Generative AI Reference Architecture#

With NVIDIA NIM microservices, teams can experiment with backgrounds, visuals, and 3D assets to create visual content using Generative AI. This Reference Architecture diagram illustrates an example of a development workflow for this purpose.

Workflow Diagram#

In this sample workflow diagram, the user leverages a web-based front end that sends prompts to search for, query, and generate brand-approved assets, and visualize an environment.

This workflow is powered by an Omniverse Kit Application, streamed through the Omniverse App Streaming API, which generates real-time updates and photorealistic rendering of the USD scene. User prompts are processed through the Kit Application using USD NIM microservices like USD Code, USD Search, and NVIDIA Edify to create assets using Python code, fetch assets from a USD Database, generate 3D assets using text prompts, and create backgrounds.

Diagram of the parts of the Generative AI Reference Architecture diagram

Diagram of the parts of the Generative AI Reference Architecture diagram#

Exploring the Sample Workflow#

Web-Based Front End#

This is the part of the application that users interact with directly. It encompasses everything users visually experience on their screens, and how they digest the product.

NVIDIA Omniverse™ Cloud#

NVIDIA Omniverse Cloud is a platform-as-a-service designed for developers and enterprises. It provides a full-stack cloud environment to create, develop, deploy, and manage industrial metaverse applications. Omniverse Cloud is fully managed by NVIDIA.

Agent#

This interacts with your Kit-based application and data. The agent puts your USD data in the database and pulls from it when necessary for a query or for addition to your scene.

Brand-Approved Assets#

Brand-approved assets are design elements, content, or materials that align with a company’s brand guidelines and have received official approval for use. These assets ensure consistent branding across different channels, including marketing materials, websites, and product packaging.

USD Database#

This database is the repository for all USD assets for users – meshes, materials, textures, etc. It includes both assets created by traditional 3D workflows as well as assets created by Gen AI. This is the source for USD Search queries.

USD Search NIM#

USD Search is an NVIDIA NIM microservice enabling developers, creators, and workflow specialists to take advantage of AI-powered search for OpenUSD data, 3D models, images, and assets using text or image-based inputs.
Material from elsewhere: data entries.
PR #2953, opened 2025-12-10
fix(e2ee): prevent black screen by improving capability detection and Olm session handling

vishal2005025:
### Fixes: jitsi/jitsi-meet#16735.

This PR resolves the black screen issue triggered when enabling E2EE by improving capability detection and making Olm session handling more reliable.

### Changes
- Added a runtime E2EE capability check (secure context, insertable streams, Olm availability).
- Updated E2EEncryption to refuse enabling E2EE when support is incomplete.
- Added per-participant session state tracking in OlmAdapter to avoid “no session” failures.
- Queued keys and auto-initialized sessions to prevent partial E2EE state.
- Ensured media continues normally when E2EE is unsupported or a session fails.

### Result
E2EE only activates when fully supported. Unsupported or failed E2EE no longer breaks the media pipeline or causes black video.

### DIFF
--- a/JitsiConference.ts
+++ b/JitsiConference.ts
@@ -4314,7 +4314,14 @@ export default class JitsiConference extends Listenable {
      */
     public toggleE2EE(enabled: boolean): void {
         if (!this.isE2EESupported()) {
-            logger.warn('Cannot enable / disable E2EE: platform is not supported.');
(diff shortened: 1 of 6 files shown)


vishal2005025:
@saghul @damencho please take a look.

PR #2956, opened 2025-12-22
fix(JitsiConference): handle mute state updates arriving before track creation

mihhu:
## Description
Fixes race condition where mute state updates can arrive via signaling before the corresponding remote track has been created, causing the initial TRACK_MUTE_CHANGED event to never be emitted.

## How Has This Been Tested?

  - Manual testing with multiple sources per participant
  - Verified events fire on mute state transitions
  - Confirmed aggregate logic works correctly (unmuted if ANY source is unmuted)

## Checklist:

- [x] My change requires a change to the documentation.

### DIFF
--- a/JitsiConference.ts
+++ b/JitsiConference.ts
@@ -3547,9 +3547,15 @@ export default class JitsiConference extends Listenable {
 
         emitter.emit(JitsiConferenceEvents.TRACK_ADDED, track);
 
-        // Emit initial mute state since the track may be created with a mute state
-        // and subsequent setMute() calls won't trigger the event if state doesn't change
-        emitter.emit(JitsiConferenceEvents.TRACK_MUTE_CHANGED, track);
+        // Apply any pending mute state that arrived before the track was created
+        // Always call setMute when there's a pending state, even if it matches current state,
+        // because setMute() is designed to emit on the first call regardless of state change
+        const pendingMutedState = track._getPendingMuteState();
+
+        if (pendingMutedState !== undefined) {
+            track._clearPendingMuteState();
+            track.setMute(pendingMutedState);
+        }
     }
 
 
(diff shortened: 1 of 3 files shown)


saghul (approved):
LGTM. @jallamsetty1 can you PTAL?

saghul:

jallamsetty1:
@mihhu The existing TRACK_MUTE_CHANGED events should fire for remote tracks as well. See https://github.com/jitsi/lib-jitsi-meet/blob/e1078ff20376466efb1934905fc41c5e43d8cfb8/modules/RTC/JitsiRemoteTrack.ts#L464 and https://github.com/jitsi/lib-jitsi-meet/blob/4078190b12a1a162e6e38a9143ab493cd96754af/JitsiConference.ts#L3425. Maybe there is a bug somewhere if that is not happening now.

JitsiConference.ts
```diff
@@ -3546,6 +3546,16 @@ export default class JitsiConference extends Listenable {
         );
 
         emitter.emit(JitsiConferenceEvents.TRACK_ADDED, track);
+
```
jallamsetty1, line 3549:
```suggestion

    // Always apply the final mute state (pending or current).
    const muteState = track._getPendingMuteState() ?? track.isMuted();                                                                                                                                                                                                                                                                                                                        
    track._clearPendingMuteState();                                                                                                                                                                                                                                                                                                                                                           
    track.setMute(muteState);    
```

jallamsetty1: I am wondering if we should always call setMute() track. This should handle the case when presence is available during track creation and there are no subsequent mute events after that initial presence update.

jallamsetty1: nevermind, I think case is already handled.

PR #2960, opened 2026-01-05
fix(xmpp): add React Native DOM compatibility to StropheErrorHandler

MikCam:
## Description

Adds try/catch and null safety for React Native environments where the full DOM API may not be available.

Previously, StropheErrorHandler would crash in React Native when accessing DOM properties like errorEl.children, errorEl.outerHTML, or getElementsByTagName without null checks.

Changes:
- Wrap DOM operations in try/catch block
- Add null coalescing to errorEl.children and getElementsByTagName
- Add conditional check for errorEl.outerHTML before accessing
- Fall back to parse-error on exception with error message captured

## Types of changes

- [x] Bug fix (non-breaking change which fixes an issue)

## Checklist:

### DIFF
--- a/modules/xmpp/StropheErrorHandler.ts
+++ b/modules/xmpp/StropheErrorHandler.ts
@@ -34,24 +34,32 @@ export function handleStropheError(errResponse: any, context: IStropheErrorConte
     }
 
     if (errorEl) {
-        errorObj.code = errorEl.getAttribute('code') || undefined;
+        try {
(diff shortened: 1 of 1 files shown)


saghul:
LJM requires DOM APIs currently in many places, so we polyfill them in Jitsi Meet: https://github.com/jitsi/jitsi-meet/blob/master/react/features/mobile/polyfills/browser.js

PR #3014, opened 2026-04-09
feat(metadata): Moves reading turn information from metadata.

damencho:


modules/xmpp/strophe.jingle.js
```diff
@@ -364,15 +364,12 @@ export default class JingleConnectionPlugin extends ConnectionPlugin {
     onReceiveStunAndTurnCredentials(res) {
         let iceservers = [];
 
-        findAll(res, ':scope>services>service').forEach(el => {
+        const parseService = ({ type, host, port, username, password, transport }) => {
```
hristoterezov: Can't we extract this function? It doesn't need to be inline I think. Maybe it could return the ice servers and as a result and we can assign them this way. I think this would look simpler. WDYT?

modules/xmpp/xmpp.ts
```diff
@@ -773,14 +775,11 @@ export default class XMPP extends Listenable {
             return;
         }
 
-        this.sendDiscoInfo = false;
-        const foundIceServers = this.connection.jingle.onReceiveStunAndTurnCredentials(msg) || false;
```
hristoterezov, line 777: we don't expect to receive ice servers from system message any more?

damencho: yep, it is removed in https://github.com/jitsi/jitsi-meet/pull/17291

modules/xmpp/strophe.jingle.js
damencho: well ... it is the same ... as we accumulate iceservers ... but I will move it, it will need an extra param

hristoterezov (approved):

By combining a collection of cloud-native microservices, USD Search is capable of searching and indexing 3D asset databases, searching in-scene, and performing spatial searches, without requiring any manual tagging of assets.

USD Code NIM#

USD Code is an NVIDIA NIM microservice and Large Language Model (LLM) capable of answering OpenUSD knowledge questions and generating Python USD code in response to text prompts, packaged as a NIM microservice.

USD Code enables developers to learn and develop with OpenUSD more productively in existing 3D development workflows.

3D Asset Generator#

Leveraging the Edify NIM to train a 3D Asset Generator enables rapid deployment of a model that can create 3D assets from text or image prompt. APIs powered by NVIDIA Edify enable developers to integrate 3D asset generators into their workflows.

Edify.Getty#

Edify.Getty is a model built by Getty Images on NVIDIA Edify. It creates images with realistic aesthetics, ideal for workflows like editing scenes or creating backgrounds. It receives a prompt condition and outputs a background image based on this condition.